*WHAT IS REQUIRED:* Run through the records and, wherever a line holds the word "very", return that line.

(Collected data entries)
= Beginning of Section =

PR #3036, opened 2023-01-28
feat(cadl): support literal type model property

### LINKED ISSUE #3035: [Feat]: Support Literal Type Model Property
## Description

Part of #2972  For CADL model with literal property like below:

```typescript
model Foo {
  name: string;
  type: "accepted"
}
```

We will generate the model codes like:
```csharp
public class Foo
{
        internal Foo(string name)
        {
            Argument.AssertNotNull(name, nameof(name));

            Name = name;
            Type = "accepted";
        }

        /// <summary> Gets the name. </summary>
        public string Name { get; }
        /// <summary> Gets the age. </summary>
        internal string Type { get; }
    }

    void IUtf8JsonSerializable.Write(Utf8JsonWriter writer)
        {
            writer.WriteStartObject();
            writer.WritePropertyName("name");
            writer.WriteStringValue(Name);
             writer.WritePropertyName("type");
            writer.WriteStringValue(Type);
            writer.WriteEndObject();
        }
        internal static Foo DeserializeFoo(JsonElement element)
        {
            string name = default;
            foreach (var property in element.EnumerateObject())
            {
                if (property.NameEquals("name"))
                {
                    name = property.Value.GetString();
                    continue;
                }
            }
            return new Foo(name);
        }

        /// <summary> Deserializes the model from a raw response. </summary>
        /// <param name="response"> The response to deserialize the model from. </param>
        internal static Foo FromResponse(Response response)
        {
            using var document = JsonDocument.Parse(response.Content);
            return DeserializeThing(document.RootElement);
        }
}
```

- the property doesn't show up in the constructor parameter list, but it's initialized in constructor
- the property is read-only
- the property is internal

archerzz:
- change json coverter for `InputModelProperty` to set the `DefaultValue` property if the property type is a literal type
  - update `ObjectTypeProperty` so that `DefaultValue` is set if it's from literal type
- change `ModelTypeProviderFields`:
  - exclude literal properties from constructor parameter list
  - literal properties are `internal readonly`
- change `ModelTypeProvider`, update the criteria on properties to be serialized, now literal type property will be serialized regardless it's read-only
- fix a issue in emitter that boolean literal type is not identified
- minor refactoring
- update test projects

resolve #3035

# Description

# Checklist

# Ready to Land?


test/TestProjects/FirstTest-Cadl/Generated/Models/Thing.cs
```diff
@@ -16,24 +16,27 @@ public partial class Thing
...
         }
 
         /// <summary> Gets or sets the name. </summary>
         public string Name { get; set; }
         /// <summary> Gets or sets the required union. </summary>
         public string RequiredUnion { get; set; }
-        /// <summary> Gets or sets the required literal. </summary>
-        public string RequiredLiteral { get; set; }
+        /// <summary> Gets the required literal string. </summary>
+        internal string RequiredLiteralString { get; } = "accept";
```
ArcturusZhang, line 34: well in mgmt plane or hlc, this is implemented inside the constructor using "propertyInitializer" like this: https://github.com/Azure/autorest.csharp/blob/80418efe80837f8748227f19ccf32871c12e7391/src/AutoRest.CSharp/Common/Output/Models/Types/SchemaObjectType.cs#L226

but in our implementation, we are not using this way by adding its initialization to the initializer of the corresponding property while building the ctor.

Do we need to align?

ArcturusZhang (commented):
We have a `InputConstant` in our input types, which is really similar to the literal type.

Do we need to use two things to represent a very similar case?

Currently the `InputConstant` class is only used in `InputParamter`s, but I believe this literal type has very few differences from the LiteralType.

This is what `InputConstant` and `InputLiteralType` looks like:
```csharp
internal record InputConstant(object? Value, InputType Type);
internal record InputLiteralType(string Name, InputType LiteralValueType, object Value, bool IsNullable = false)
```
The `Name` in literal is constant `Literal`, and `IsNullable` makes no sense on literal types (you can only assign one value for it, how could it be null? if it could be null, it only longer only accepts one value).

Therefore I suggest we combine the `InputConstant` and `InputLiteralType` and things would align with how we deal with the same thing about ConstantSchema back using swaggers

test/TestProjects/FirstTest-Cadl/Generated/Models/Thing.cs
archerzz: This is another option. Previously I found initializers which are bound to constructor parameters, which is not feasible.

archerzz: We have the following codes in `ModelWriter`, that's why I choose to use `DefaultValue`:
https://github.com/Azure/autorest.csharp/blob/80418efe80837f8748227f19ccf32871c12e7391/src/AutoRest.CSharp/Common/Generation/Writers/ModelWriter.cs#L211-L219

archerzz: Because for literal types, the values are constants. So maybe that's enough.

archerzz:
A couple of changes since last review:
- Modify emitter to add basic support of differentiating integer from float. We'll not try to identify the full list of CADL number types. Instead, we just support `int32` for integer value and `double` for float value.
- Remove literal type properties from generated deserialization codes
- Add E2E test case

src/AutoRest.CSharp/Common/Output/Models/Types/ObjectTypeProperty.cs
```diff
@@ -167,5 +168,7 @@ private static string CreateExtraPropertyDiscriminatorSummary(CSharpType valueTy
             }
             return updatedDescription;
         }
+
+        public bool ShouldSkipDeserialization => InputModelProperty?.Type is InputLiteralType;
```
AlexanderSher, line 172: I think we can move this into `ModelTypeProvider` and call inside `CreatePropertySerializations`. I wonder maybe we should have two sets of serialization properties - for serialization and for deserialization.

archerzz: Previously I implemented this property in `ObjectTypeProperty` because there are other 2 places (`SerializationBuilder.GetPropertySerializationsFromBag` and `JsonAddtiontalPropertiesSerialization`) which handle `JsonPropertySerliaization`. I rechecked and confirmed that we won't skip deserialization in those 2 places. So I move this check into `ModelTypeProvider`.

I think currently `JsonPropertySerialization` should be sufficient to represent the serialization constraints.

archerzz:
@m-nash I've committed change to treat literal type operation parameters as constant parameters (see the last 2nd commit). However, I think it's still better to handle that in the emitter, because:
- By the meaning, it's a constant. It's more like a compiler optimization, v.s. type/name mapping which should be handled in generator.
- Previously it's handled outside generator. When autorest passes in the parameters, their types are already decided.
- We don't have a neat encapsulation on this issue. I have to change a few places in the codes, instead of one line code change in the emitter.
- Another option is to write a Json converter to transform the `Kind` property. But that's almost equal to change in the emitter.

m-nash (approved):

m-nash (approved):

= End of Section =

*TASK RESPONSE:*
Do we need to use two things to represent a very similar case?
Currently the `InputConstant` class is only used in `InputParamter`s, but I believe this literal type has very few differences from the LiteralType.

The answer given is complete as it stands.